# Records for this task:
■ ■ ■
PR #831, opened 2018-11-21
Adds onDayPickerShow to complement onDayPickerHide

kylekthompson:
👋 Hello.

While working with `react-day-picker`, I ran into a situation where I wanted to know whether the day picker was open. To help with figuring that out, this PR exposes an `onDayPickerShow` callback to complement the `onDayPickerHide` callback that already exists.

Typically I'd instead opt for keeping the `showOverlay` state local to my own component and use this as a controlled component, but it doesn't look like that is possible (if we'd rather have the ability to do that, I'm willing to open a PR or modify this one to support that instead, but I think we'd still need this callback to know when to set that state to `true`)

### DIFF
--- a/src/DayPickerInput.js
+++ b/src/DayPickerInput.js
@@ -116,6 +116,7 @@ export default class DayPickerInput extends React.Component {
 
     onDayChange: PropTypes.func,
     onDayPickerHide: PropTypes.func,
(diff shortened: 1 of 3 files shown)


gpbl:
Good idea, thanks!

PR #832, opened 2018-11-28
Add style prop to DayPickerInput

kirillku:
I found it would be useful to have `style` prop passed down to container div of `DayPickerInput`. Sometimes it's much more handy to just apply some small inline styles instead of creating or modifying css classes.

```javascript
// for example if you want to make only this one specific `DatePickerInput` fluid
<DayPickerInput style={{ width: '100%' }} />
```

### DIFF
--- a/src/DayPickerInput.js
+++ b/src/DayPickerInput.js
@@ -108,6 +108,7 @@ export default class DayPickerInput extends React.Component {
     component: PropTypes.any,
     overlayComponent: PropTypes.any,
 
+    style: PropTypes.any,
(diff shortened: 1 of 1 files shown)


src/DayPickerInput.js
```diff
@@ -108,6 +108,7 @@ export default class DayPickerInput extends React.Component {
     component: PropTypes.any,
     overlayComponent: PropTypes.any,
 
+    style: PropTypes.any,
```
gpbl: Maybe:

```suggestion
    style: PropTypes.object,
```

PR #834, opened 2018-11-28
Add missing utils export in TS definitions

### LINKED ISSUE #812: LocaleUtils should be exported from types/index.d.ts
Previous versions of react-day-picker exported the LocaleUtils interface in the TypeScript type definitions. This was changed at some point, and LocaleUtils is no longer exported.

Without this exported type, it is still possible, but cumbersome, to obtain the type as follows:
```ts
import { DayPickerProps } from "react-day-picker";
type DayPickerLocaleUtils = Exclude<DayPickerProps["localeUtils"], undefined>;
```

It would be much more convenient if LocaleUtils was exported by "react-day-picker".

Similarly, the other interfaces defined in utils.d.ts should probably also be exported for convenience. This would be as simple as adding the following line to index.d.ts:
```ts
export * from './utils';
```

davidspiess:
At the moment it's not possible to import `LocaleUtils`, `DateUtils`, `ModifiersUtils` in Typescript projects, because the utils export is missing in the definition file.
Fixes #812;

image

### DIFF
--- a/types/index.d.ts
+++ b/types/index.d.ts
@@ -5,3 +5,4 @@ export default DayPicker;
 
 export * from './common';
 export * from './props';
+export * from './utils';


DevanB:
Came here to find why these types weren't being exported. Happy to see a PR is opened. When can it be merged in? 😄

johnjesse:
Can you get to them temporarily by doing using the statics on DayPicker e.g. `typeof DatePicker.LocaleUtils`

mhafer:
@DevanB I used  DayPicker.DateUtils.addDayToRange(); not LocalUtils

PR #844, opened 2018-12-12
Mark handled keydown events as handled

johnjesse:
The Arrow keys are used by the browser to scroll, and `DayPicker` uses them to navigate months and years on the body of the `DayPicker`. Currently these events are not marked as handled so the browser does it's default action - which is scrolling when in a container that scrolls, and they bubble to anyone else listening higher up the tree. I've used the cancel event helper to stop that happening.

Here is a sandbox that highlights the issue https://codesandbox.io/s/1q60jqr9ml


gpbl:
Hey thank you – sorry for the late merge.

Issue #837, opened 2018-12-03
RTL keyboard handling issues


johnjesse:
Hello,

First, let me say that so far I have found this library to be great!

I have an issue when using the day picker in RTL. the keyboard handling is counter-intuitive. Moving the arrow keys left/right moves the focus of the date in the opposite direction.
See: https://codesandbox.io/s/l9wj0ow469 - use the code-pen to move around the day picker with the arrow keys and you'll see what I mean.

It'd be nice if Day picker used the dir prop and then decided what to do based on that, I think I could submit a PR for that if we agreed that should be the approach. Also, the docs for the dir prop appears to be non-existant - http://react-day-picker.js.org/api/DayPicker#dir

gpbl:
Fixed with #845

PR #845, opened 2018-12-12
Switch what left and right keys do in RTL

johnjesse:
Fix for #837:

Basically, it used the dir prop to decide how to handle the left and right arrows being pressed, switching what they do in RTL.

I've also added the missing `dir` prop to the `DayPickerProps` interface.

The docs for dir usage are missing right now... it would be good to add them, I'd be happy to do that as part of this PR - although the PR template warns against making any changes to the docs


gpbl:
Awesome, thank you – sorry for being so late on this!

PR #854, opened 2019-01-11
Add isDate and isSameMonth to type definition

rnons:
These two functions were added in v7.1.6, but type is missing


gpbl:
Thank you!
■ ■ ■
# Task item:
Set down, exactly as they appear above, all lines from the one that has "Fixes #812;" down to the one that has "First, let me", including those two and no others.

# Final answer:
Fixes #812;

image

### DIFF
--- a/types/index.d.ts
+++ b/types/index.d.ts
@@ -5,3 +5,4 @@ export default DayPicker;
 
 export * from './common';
 export * from './props';
+export * from './utils';


DevanB:
Came here to find why these types weren't being exported. Happy to see a PR is opened. When can it be merged in? 😄

johnjesse:
Can you get to them temporarily by doing using the statics on DayPicker e.g. `typeof DatePicker.LocaleUtils`

mhafer:
@DevanB I used  DayPicker.DateUtils.addDayToRange(); not LocalUtils

PR #844, opened 2018-12-12
Mark handled keydown events as handled

johnjesse:
The Arrow keys are used by the browser to scroll, and `DayPicker` uses them to navigate months and years on the body of the `DayPicker`. Currently these events are not marked as handled so the browser does it's default action - which is scrolling when in a container that scrolls, and they bubble to anyone else listening higher up the tree. I've used the cancel event helper to stop that happening.

Here is a sandbox that highlights the issue https://codesandbox.io/s/1q60jqr9ml


gpbl:
Hey thank you – sorry for the late merge.

Issue #837, opened 2018-12-03
RTL keyboard handling issues


johnjesse:
Hello,

First, let me say that so far I have found this library to be great!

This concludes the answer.